RECORD SET section start

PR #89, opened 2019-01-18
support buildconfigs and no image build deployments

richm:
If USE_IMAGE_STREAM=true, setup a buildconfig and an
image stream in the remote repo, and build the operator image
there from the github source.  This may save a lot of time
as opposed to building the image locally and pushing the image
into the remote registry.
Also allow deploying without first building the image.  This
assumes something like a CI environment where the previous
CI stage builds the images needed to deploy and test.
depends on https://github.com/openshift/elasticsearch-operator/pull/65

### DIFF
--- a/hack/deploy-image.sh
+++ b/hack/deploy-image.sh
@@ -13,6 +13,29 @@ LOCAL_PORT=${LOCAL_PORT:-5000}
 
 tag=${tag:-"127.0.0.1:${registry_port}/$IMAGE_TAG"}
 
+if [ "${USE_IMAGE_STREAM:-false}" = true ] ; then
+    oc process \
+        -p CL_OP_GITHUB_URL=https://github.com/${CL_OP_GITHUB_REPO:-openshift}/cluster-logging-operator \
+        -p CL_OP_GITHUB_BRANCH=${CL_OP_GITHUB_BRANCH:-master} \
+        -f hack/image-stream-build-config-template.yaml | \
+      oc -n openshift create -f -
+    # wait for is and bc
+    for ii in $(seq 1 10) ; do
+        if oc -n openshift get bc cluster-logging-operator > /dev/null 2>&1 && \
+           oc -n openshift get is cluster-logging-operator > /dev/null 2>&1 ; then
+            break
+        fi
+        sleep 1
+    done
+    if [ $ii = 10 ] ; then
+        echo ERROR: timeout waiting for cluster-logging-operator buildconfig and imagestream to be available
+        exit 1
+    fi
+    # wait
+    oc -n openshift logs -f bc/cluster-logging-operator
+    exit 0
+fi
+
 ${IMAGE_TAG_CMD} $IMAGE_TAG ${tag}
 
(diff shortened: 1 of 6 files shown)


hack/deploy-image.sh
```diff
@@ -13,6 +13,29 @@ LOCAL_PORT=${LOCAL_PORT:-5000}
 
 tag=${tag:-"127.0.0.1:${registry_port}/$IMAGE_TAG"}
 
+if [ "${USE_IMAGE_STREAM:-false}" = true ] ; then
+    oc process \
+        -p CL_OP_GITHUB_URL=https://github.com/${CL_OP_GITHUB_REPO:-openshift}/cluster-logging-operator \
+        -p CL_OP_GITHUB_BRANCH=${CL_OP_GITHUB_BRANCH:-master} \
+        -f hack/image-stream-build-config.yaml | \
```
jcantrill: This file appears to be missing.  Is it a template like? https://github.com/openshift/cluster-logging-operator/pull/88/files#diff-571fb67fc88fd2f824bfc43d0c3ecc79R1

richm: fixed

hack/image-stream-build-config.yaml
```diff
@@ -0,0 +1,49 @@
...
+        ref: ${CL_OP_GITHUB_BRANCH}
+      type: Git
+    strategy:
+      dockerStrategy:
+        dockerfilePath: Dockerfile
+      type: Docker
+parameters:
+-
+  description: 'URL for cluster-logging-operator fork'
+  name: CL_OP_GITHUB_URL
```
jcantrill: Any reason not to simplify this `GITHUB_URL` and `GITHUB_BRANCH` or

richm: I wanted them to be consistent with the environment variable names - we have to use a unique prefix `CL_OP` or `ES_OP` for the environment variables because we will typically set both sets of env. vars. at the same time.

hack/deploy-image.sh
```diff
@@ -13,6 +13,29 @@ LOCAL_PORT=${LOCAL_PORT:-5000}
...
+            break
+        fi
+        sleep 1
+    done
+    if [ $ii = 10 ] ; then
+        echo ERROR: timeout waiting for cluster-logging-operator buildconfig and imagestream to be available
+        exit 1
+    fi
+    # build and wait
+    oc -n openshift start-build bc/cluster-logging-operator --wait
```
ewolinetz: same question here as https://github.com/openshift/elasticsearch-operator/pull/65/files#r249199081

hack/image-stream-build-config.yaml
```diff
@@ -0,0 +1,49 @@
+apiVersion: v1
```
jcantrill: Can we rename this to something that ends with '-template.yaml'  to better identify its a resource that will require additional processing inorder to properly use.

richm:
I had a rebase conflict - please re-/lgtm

RECORD SET section end
RECORD SET section start

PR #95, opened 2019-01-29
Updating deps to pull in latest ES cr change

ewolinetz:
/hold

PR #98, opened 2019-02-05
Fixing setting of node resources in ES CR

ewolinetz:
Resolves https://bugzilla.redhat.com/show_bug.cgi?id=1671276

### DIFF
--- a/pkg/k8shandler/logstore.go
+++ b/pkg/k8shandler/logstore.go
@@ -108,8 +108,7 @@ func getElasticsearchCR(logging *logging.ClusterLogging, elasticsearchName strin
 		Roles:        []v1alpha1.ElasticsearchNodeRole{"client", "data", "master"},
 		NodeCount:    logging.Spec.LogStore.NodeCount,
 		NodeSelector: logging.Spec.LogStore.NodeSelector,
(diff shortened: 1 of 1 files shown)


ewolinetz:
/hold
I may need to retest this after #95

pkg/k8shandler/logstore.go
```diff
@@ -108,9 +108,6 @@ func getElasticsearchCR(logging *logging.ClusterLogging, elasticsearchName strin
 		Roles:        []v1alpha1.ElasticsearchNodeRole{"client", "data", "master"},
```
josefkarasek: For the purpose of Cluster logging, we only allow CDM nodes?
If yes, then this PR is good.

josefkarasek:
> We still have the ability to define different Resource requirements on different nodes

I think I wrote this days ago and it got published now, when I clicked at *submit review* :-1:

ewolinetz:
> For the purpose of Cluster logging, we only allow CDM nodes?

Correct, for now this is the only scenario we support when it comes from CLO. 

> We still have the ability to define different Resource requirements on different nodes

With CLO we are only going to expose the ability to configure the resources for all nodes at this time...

RECORD SET section end
RECORD SET section start

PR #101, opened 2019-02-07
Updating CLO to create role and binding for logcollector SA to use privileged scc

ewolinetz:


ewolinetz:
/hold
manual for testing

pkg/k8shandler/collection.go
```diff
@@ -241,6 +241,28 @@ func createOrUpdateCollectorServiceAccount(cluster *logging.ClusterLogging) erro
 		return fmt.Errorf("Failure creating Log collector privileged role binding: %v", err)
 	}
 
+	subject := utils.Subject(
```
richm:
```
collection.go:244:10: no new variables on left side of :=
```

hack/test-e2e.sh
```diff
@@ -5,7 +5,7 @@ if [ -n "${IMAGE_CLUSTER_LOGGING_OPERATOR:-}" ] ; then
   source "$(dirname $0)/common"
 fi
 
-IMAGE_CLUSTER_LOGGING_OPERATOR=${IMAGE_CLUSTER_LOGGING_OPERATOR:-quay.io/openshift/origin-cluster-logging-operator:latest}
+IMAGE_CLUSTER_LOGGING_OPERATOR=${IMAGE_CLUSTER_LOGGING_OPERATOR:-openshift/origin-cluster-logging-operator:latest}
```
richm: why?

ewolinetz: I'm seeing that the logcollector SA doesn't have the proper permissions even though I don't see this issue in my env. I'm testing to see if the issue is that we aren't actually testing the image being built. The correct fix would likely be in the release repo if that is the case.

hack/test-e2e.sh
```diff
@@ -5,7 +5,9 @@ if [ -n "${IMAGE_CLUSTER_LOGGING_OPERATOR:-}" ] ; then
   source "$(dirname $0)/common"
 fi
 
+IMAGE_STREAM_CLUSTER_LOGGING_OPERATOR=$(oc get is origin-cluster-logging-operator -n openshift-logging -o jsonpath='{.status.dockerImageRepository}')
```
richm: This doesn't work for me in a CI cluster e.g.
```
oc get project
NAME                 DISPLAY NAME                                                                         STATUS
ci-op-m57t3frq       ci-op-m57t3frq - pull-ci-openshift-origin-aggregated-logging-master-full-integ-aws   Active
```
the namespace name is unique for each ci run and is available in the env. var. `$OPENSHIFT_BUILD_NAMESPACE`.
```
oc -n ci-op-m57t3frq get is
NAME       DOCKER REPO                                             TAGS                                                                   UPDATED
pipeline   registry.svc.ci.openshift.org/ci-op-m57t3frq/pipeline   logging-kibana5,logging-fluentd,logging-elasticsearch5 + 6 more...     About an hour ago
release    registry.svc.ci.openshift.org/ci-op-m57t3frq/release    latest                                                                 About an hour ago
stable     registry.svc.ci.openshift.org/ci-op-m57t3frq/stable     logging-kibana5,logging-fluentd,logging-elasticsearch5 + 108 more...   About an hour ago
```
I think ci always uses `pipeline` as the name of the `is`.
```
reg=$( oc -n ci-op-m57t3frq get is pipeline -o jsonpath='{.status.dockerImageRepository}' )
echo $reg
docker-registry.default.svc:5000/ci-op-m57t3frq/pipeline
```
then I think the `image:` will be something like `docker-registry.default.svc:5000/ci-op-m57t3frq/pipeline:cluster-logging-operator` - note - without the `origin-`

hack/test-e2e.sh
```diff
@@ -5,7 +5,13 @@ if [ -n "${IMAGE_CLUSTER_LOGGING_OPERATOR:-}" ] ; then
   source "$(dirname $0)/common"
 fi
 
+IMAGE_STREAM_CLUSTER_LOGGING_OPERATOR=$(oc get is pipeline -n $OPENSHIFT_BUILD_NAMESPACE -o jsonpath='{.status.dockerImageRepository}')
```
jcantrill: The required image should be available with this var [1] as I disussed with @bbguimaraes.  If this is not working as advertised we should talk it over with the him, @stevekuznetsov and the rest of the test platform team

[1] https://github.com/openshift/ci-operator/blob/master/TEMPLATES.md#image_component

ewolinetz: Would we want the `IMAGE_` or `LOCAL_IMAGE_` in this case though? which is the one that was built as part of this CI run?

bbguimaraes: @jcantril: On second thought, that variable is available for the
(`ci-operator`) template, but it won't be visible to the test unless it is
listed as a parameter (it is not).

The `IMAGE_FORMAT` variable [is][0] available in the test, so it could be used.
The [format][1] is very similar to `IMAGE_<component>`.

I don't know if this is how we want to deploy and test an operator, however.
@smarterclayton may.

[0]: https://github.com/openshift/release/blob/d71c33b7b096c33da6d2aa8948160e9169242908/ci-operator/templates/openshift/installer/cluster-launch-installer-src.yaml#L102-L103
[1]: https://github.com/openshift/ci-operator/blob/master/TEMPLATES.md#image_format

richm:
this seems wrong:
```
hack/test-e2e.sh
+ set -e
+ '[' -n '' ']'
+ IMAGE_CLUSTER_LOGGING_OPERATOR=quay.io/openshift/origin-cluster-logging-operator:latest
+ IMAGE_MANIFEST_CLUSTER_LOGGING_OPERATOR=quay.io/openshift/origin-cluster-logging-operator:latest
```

RECORD SET section end

> _YOUR OBJECTIVE_
Search the preceding listing for "quay", then copy every line that holds it.

> _SOLUTION TO THIS PROBLEM_
-IMAGE_CLUSTER_LOGGING_OPERATOR=${IMAGE_CLUSTER_LOGGING_OPERATOR:-quay.io/openshift/origin-cluster-logging-operator:latest}
+ IMAGE_CLUSTER_LOGGING_OPERATOR=quay.io/openshift/origin-cluster-logging-operator:latest
+ IMAGE_MANIFEST_CLUSTER_LOGGING_OPERATOR=quay.io/openshift/origin-cluster-logging-operator:latest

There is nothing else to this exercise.